Gil Scott-Heron & Brian Jackson
„Diverse Alben” (1995)
Den urbanen Jazzfunk der 70er bereicherte Gil Scott-Heron mit rabiater Agitation. South Carolina und Südafrika? Für ihn nur graduelle Unterschiede. Zu pulsendem Soul, Funk und Jazz mit expressiven Bläsersoli rezitierte, giftete und sang er, oft unterstützt vom Keyboarder Brian Jackson, gegen Rassismus und Korruption an – ein früher Avantgardist des HipHop und Agitrap, der nie Lösungen oder Hoffnungen bot, sondern vor allem Wut und in den leiseren Momenten allenfalls Resignation.
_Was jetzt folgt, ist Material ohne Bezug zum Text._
PR #3140, opened 2025-08-29
new: CPMapTable.j

### LINKED ISSUE #2440: Implement CPMapTable
In cocoa there is a NSMapTable that looks like a NSMutableDictionary but with the ability to store arbitrary pointers as keys, instead of NSStrings only.

In cappuccino, we could use the ECMASCRIPT 6 Map object. When not available, a javascript library  could be used and ideally lazy loaded.

Some useful docs:
[NSMaptable reference](https://developer.apple.com/library/mac/documentation/Cocoa/Reference/NSMapTable_class/)
[EcmaScript 6 availability](http://kangax.github.io/compat-table/es6/)
[jshashtable a javascript hash table](http://timdown.co.uk/jshashtable/)

daboe01:
fixes #2440

### DIFF
--- a/Tests/Foundation/CPMapTableTest.j
+++ b/Tests/Foundation/CPMapTableTest.j
@@ -1,6 +1,7 @@
 @import <Foundation/CPMapTable.j>
 @import <Foundation/CPDictionary.j>
 @import <Foundation/CPEnumerator.j>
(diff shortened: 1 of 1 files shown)


mrcarlberg:
Thanks! Merged!

PR #3142, opened 2025-09-03
new: CPSplitViewController and CPSplitViewItem

### LINKED ISSUE #2350: Implementation of CPSplitViewController
More informations here : https://developer.apple.com/library/mac/documentation/AppKit/Reference/NSSplitViewController_Class/

daboe01:
fixes #2350

### DIFF
--- a/AppKit/CPSplitViewController.j
+++ b/AppKit/CPSplitViewController.j
@@ -262,6 +262,13 @@ var CPSplitViewControllerAutomaticDimension = -1.0;
     return proposedMaximumPosition;
 }
 
+- (CGRect)splitView:(CPSplitView)splitView effectiveRect:(CGRect)proposedEffectiveRect forDrawnRect:(CGRect)drawnRect ofDividerAtIndex:(CPInteger)dividerIndex
+{
+    // Default behavior: return the proposed rectangle.
+    // This can be overridden to provide a larger or custom hit area for the divider.
+    return proposedEffectiveRect;
+}
+
 - (void)splitViewDidResizeSubviews:(CPNotification)notification
 {
     // Can be used to respond to user-initiated resizing.


enquora:
Happy to see this, it's been on my TODO list for awhile.
Several comments:

1. Needs creation date
2. Needs copyright attribution, use from any existing class implementation
3. LLMs are good, in my experience, at synthesizing inline documentation. Should be included here, imo. Prompt needs to ask for neutral technical tone in passive third party voice.
4. LLMs are also good at ordering method definitions. Here, the class methods are at the end of the implementation. Absent any implications for our documentation generator, class methods should precede instance methods. This follows Apple's own documentation standards, and makes understanding the functionality easier. Most of our implementations do not follow these ordered, and I have always found this problematic. Our documentation generator or established precedents may impose constraints on this, though.
5. I strongly believe that if any reference is made to an LLM which generate all or parts of the code, it belongs in class documentation rather than the preamble. The person directing the LLM should be referenced as per normal copyright/author notice.
6. Needs and is a good candidate for both automated and manual test cases. While LLMs have proven very helpful in code cleanup, and in some Greenfield code generation, they are all too often confidently wrong - in my experience. Manual tests especially provide a valuable guide for people new to Cappuccino or particular parts of the codebase.

enquora:
Note that #pragma mark used in this is for Objective-C.
For Objective-J and Javascript it is:
// MARK: – Creates a named section in the jump bar.
// MARK: - – Creates a section divider with a horizontal rule.
// TODO: and // FIXME: – Appear as tasks in the jump bar’s task list (and in Issue Navigator if enabled).

Apple calls these landmarks. They are only supported by Xcode, but I favour their inclusion.
Xcode 26's Code Intelligence feature under Tahoe is effective enough to justify 'landmarks' for use in that editor.

PR #3159, opened 2025-12-07
fixed: Context Menus, do not update selections while mouse is down

### LINKED ISSUE #1993: Context Menus, do not update selections while mouse is down.
To reproduce:
In a view that supports context menus ie:tableview...
Activate a context menu via right click and keep the mouse down.
The menu appears but hovering the mouse over any of the menu items shows no highlighting. Releasing the mouse over a menu item does trigger the menu action.

I could not find a context menu test, so using  Tests/Manual/TableTest/BorderTableTest.
In its AppController add this to awakeFromCib:

```
    [theTableView setDelegate:self];
```

And add the following 2 methods.

```
- (CPMenu)tableView:(CPTableView)aTableView menuForTableColumn:(CPTableColumn)aTableColumn row:(int)aRow
{
    var menu = [[CPMenu alloc] initWithTitle:@"Right Click Menu"],
        menuItem = [[CPMenuItem alloc] initWithTitle:@"Item 1" action:@selector(menuAction:) keyEquivalent:@""];

    [menuItem setTarget:self];
    [menu addItem:menuItem];

        menuItem = [[CPMenuItem alloc] initWithTitle:@"Item 2" action:@selector(menuAction:) keyEquivalent:@""];
    [menuItem setTarget:self];
    [menu addItem:menuItem];

    menuItem = [[CPMenuItem alloc] initWithTitle:@"Item 3" action:@selector(menuAction:) keyEquivalent:@""];
    [menuItem setTarget:self];
    [menu addItem:menuItem];

    return menu;
}

- (void)menuAction:(id)sender
{
    alert([sender title]);
}
```

Run the test and right click on one of the rows in the tableview and keep the mouse down while hovering over the menu items.

daboe01:
When a context menu is activated via a mouse down event (e.g. right-click and hold), items were not highlighting until the user moved the mouse. This occurred because the menu tracking loop waits for the next event to update the selection.

This commit adds a manual hit-test immediately after the menu window is ordered to the front. If the mouse is already over an item when the menu opens, that item is now highlighted instantly.

Fixes #1993

### DIFF
--- a/Tests/Manual/TableTest/BorderTableTest/AppController.j
+++ b/Tests/Manual/TableTest/BorderTableTest/AppController.j
@@ -35,6 +35,33 @@ CPLogRegister(CPLogConsole);
     [theWindow setBackgroundColor:[CPColor colorWithHexString:@"f3f4f5"]];
 
     [theBorderTypePopup selectItemWithTag:[theScrollView borderType]];
+
+    // for testing context menus
+    [theTableView setDelegate:self];
+}
+
+- (CPMenu)tableView:(CPTableView)aTableView menuForTableColumn:(CPTableColumn)aTableColumn row:(int)aRow
+{
+    var menu = [[CPMenu alloc] initWithTitle:@"Right Click Menu"],
+        menuItem = [[CPMenuItem alloc] initWithTitle:@"Item 1" action:@selector(menuAction:) keyEquivalent:@""];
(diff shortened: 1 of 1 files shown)


michaelbach:
Excellent! Indeed that was sort of subliminally nagging me.

PR #992, opened 2024-01-27
Update functional.py

sxndqc:
Update type indicator


Titus-von-Koeller:
Good catch! Thanks for your contribution, really appreciated.

akx:
This isn't a valid type annotation, though 😅 

```
bitsandbytes/functional.py:893: error: Syntax error in type annotation  [syntax]
bitsandbytes/functional.py:893: note: Suggestion: Use Tuple[T1, ..., Tn] instead of (T1, ..., Tn)
```

PR #995, opened 2024-01-29
Fix some issues found by Mypy

akx:
This PR fixes a variety of issues spotted by Mypy.

Most of these revolve around functions being inaccurately typed.

There's also an actual bug fix (the missed call to `is_triton_available`).

The library is by no means yet "mypy clean", though, and this isn't an exhaustive PR :)


Titus-von-Koeller:
Thanks, I reviewed everything, lgtm! We need more of the thoroughness you apply in this repo :) Great fixes and inputs that you are providing. Feels really motivating to have such active contributors 🙌🏻

PR #1000, opened 2024-01-31
test_nvidia_transform: fix variable reference

akx:
`out_order` is the global parametrization list, not the test fixture argument.

Simple typo bug I noticed while working on #1001.


younesbelkada (approved):
Thanks for fixing the test!

Titus-von-Koeller:
very good catch!

PR #998, opened 2024-01-30
Don't crash Python interpreter via `assert(false)` when missing cublaslt

akx:
As discussed in https://github.com/TimDettmers/bitsandbytes/pull/984#issuecomment-1917763792.

Before:
```
tests/test_functional.py::test_dequant_mm[dim1_121_dim4_201_dims_2_formatB_col_turing_has_bias_True] Fatal Python error: Aborted

Thread 0x00007fdb0d0e7640 (most recent call first):
  <no Python frame>

Current thread 0x00007fdc47e18000 (most recent call first):
  File "/home/akx/bitsandbytes/bitsandbytes/functional.py", line 1930 in igemmlt
  File "/home/akx/bitsandbytes/tests/test_functional.py", line 990 in test_dequant_mm
  [...]

Aborted
```

After:

```
tests/test_functional.py::test_dequant_mm[dim1_121_dim4_201_dims_2_formatB_col_turing_has_bias_True] FAILED
[...]
        if has_error == 100:  # `ERR_NOT_IMPLEMENTED` is defined as 100 in `ops.cu`
>           raise NotImplementedError("igemmlt not available (probably built with NO_CUBLASLT)")
E           NotImplementedError: igemmlt not available (probably built with NO_CUBLASLT)
```

PR #1001, opened 2024-01-31
Test improvements

akx:
This PR improves the technical state of the tests some – it doesn't fix flakiness or coverage any.

* The main thing is to use [Pytest's `parametrize`](https://docs.pytest.org/en/7.3.x/how-to/parametrize.html) in the way it's intended to be used; stacking multiple `parametrize`s results in a Cartesian product of all of the parameters. Where the original code did this by hand and precariously constructed test ID strings, we'll now let Pytest do it for us. It's about half shorter too. The exact same number of tests is generated as before (3,136) – the ids are different (more readable) in the new version though.
* The original code would generate random dimension numbers for tests on every invocation, making things like `--lf` (run last failed) etc. not exactly work as they should. This is somewhat alleviated, but not perfectly, by using a seeded generator. The number of files visited (i.e. the number of `randint` calls to that seeded generator) affects the result still.
* The `NO_CUBLASLT` `NotImplementedError` implemented in #998 is now translated into a test skip, not a test failure.
* Two Pytest [markers](https://docs.pytest.org/en/7.1.x/example/markers.html) were added, to allow e.g. `-k "not (slow or benchmark)"`.
  * There are still a number of non-benchmark tests that contain internal looping that could be replaced with e.g. [pytest-repeat](https://pypi.org/project/pytest-repeat/) to make it possible to run a shorter or longer test suite. That's out of scope for this PR though.

I tested that tests run just as before on my hardware, and many if not all succeed (`310 failed, 1991 passed, 563 skipped, 18 deselected, 704 warnings in 488.88s (0:08:08)`) – but that's probably the flakiness of the tests in general to blame.

This PR stacks on #1000.

These transformations were done partly with https://ast-grep.github.io/ (h/t @herringtondarkholme!)

### DIFF
--- a/pytest.ini
+++ b/pytest.ini
@@ -8,3 +8,6 @@ addopts = -rP
 log_cli = True
 log_cli_level = INFO
 log_file = logs/pytest.log
+markers =
+    benchmark: mark test as benchmark
+    slow: mark test as slow
--- a/tests/conftest.py
+++ b/tests/conftest.py
@@ -5,6 +5,10 @@ import torch
 def pytest_runtest_call(item):
     try:
         item.runtest()
+    except NotImplementedError as nie:
+        if "NO_CUBLASLT" in str(nie):
+            pytest.skip("CUBLASLT not available")
+        raise
     except AssertionError as ae:
         if str(ae) == "Torch not compiled with CUDA enabled":
             pytest.skip("Torch not compiled with CUDA enabled")
--- a/tests/helpers.py
+++ b/tests/helpers.py
@@ -1,7 +1,14 @@
 from itertools import product
+import random
 from typing import Any
 
 import torch
+
+test_dims_rng = random.Random(42)
+
+
+def get_test_dims(min: int, max: int, *, n: int) -> list[int]:
+    return [test_dims_rng.randint(min, max) for _ in range(n)]
 
 
 def format_with_label(label: str, value: Any) -> str:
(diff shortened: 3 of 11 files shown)


Titus-von-Koeller:
This is really amazing, you're such a pro!

I've really been struggling with the idiosyncratic style of a lot of the code base, which is often very hard to follow and I find that it could profit so much from the kind of Pythonic refactoring that you showcased in this PR. The code in general would profit a lot from being more pythonic: That would make the whole library much more accessible, easy to maintain and contribute to. Code that is written well in the sense that it makes things as understandable as they can be is the best documentation.

A significant step in the right direction. I reviewed every commit and everything looks right to me. Of course, with the test suite in it's current state, it's a bit hard to not be sure we didn't accidentally introduce some error. Anyways, you definitely also at fixed at least one bug and reducing the flakiness is an absolute must. Also, we have to take some calculated risks in improving the code quality in this repo and I'm fully on board with that. You also seem to know what you're doing (: But no worry if sth breaks, then we fix forward..

Please keep it coming, if you feel like it. Super happy to have you on board in this effort!

Titus-von-Koeller:
P.S. Thanks for mentioning https://ast-grep.github.io/

Looks really promising and didn't hear of it yet. I've been looking for good tools to help with refactoring. Will look into it. Let me know if you can recommend other stuff :)

akx:
@BenjaminBossan Absolutely – though in this case it wouldn't help as much, since the original code generated random tests :)

But as soon as we have a test suite that's not as flaky, `pytest-cov` all the way!

PR #1006, opened 2024-02-01
Enable line-ending and other hygiene lints

akx:
Makes sure all files end with a newline, as is good and proper, and that empty lines don't have phantom whitespace... And other small relevant lints.


Titus-von-Koeller:
Thank you 🙌🏻

Issue #1010, opened 2024-02-01
CI: don't build separate wheels for different Python versions


akx:
We don't need to build Python wheels with both `cp310` and `cp311` tags; Python 3.11 (and 3.12) is fine with `cp310` wheels. Since we don't actually use Python's extension ABI, that should be fine no matter what.

We just need to figure out a stable way to force always emitting a `cp310` wheel. https://github.com/karellen/wheel-axle/ seems to do that but I'm a bit hesitant to add a whole new dep for that.

younesbelkada:
Thanks @akx ! If I understand correctly this is only for python == 3.10 & 3.11 ? For older python versions we need to build separate wheels right?

akx:
No, a. cp38 wheel should work just as fine (though it needs a bit of experimentation).

matthewdouglas:
Closing this as we've been building one set of wheels tagged as just `py3` for all Python versions.

PR #1011, opened 2024-02-01
Tweak/optimize Cmake build slightly

akx:
This follows up on #908 to make it do less work and simplify things some.

Since we don't actually link against the Python ABI, we only need to build on Python 3.10. CPython 3.10 _and newer_ should happily accept a `cp310` wheel:

```
$ docker run -it --platform=linux/amd64 python:3.12 sh -c 'pip debug --verbose | grep cp310'
[...]
  cp310-abi3-manylinux1_x86_64
  cp310-abi3-linux_x86_64
```

(#1010 discusses being able to force the wheel tag, so we could build on a newer, faster Python, but still get a cp310 wheel.)

### DIFF
--- a/.github/workflows/build_pr_documentation.yml
+++ b/.github/workflows/build_pr_documentation.yml
@@ -9,6 +9,7 @@ concurrency:
 
 jobs:
   build:
+    if: github.repository == 'TimDettmers/bitsandbytes'
     uses: huggingface/doc-builder/.github/workflows/build_pr_documentation.yml@main
     with:
       commit_sha: ${{ github.event.pull_request.head.sha }}
--- a/.github/workflows/cmake.yml
+++ b/.github/workflows/cmake.yml
@@ -6,6 +6,10 @@ on:
   pull_request:
     branches: [ "main" ]
 
+concurrency:
+  group: cmake-${{ github.ref }}
+  cancel-in-progress: true
+
 jobs:
   build:
     runs-on: ${{ matrix.os }}
--- a/.github/workflows/cmake.yml
+++ b/.github/workflows/cmake.yml
@@ -148,12 +148,6 @@ jobs:
     - name: Build CPU
       run: cmake --build ${{ steps.strings.outputs.build-output-dir }} --config ${{ matrix.build_type }}
 
-    - name: Test
-      working-directory: ${{ steps.strings.outputs.build-output-dir }}
-      # Execute tests defined by the CMake configuration. Note that --build-config is needed because the default Windows generator is a multi-config generator (Visual Studio generator).
-      # See https://cmake.org/cmake/help/latest/manual/ctest.1.html for more detail
-      run: ctest --build-config ${{ matrix.build_type }}
-
     - name: Build dist
       shell: bash -el {0}
       run: |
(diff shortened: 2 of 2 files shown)


akx:
cc @wkpark

wkpark:
what about python3.9 or 3.8? pytorch nightly build still support python3.8/3.9 (https://download.pytorch.org/whl/nightly/torch/  Of course, I don't expect anyone to still be using the old python3.8 for normal use.)

akx:
Should be fine to lower the wheel tag to `cp38` eventually!

.github/workflows/build_pr_documentation.yml
```diff
@@ -9,6 +9,7 @@ concurrency:
 
 jobs:
   build:
+    if: github.repository == 'TimDettmers/bitsandbytes'
```
younesbelkada, line 12: can you elaborate on this change? Would this affect PRs from forks?

.github/workflows/cmake.yml
```diff
@@ -61,7 +47,7 @@ jobs:
         environment-file: environment-bnb.yml
         use-only-tar-bz2: false
         auto-activate-base: true
-        python-version: ${{ matrix.python-version }}
+        python-version: "3.10"
```
younesbelkada, line 50: Hmm thinking about it, ideally I think we should add also another "old enough" python version such as 3.8 just to be sure 
In the past we had some issues due to a wrong typehint (!) that broke transformers for python 3.8: https://github.com/TimDettmers/bitsandbytes/pull/859 so I think adding it would circumvents such an issue being on main - what do you think?

younesbelkada: I just saw https://github.com/TimDettmers/bitsandbytes/issues/1010 I think what you said makes sense, we could do the python=3.8 build in another PR - what do you think?

.github/workflows/build_pr_documentation.yml
akx: Yes. I was running exploratory versions of this PR in my own fork, and the docs workflow wouldn't be necessary there.

.github/workflows/cmake.yml
akx: We would add a follow-up step that tests the built libraries on all supported versions, but building the binaries (and wheel) only needs to occur on one version.

.github/workflows/build_pr_documentation.yml
younesbelkada: ok makes sense

younesbelkada (approved):
Thanks again !

younesbelkada:
cc @wkpark all good if we merge this?

wkpark:
> all good if we merge this?

Yes. looks good to me.

Titus-von-Koeller:
Hey, I am not completely up to speed with everything, but I noticed that all the builds are kicked off even when I just add a documentation commit. That seems pretty wasteful.

Wouldn't it make sense to only trigger those workflows in cases where there was a change detected in the csrc directory and otherwise use the last cached one form a parent commit?

Not sure how easy/hard that is. Just sth that came to mind. It also doesn't need to be addressed right away, even if it's something we want to do.

younesbelkada:
@Titus-von-Koeller great point, actually we can do that in a straightforward manner with GHA, let me open a quick PR and ping you

younesbelkada:
@Titus-von-Koeller : https://github.com/TimDettmers/bitsandbytes/pull/1015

Jetzt gibt es sechs der auf Arista erschienenen Alben auf CD, als japanische Pressungen vom Masterband. Gespart hat man also nicht am Sound, aber an den Booklets (die Texte blieben japanisch …). „Bridges“ (1977) ist die funkigste, „Moving Target“ (1982) die souligste und „1980“ die discotauglichste Scheibe. Alle sechs zusammen sind eine Fundgrube für Rapfans mit Geschichtsbewusstsein – und thematisch noch keine Spur veraltet.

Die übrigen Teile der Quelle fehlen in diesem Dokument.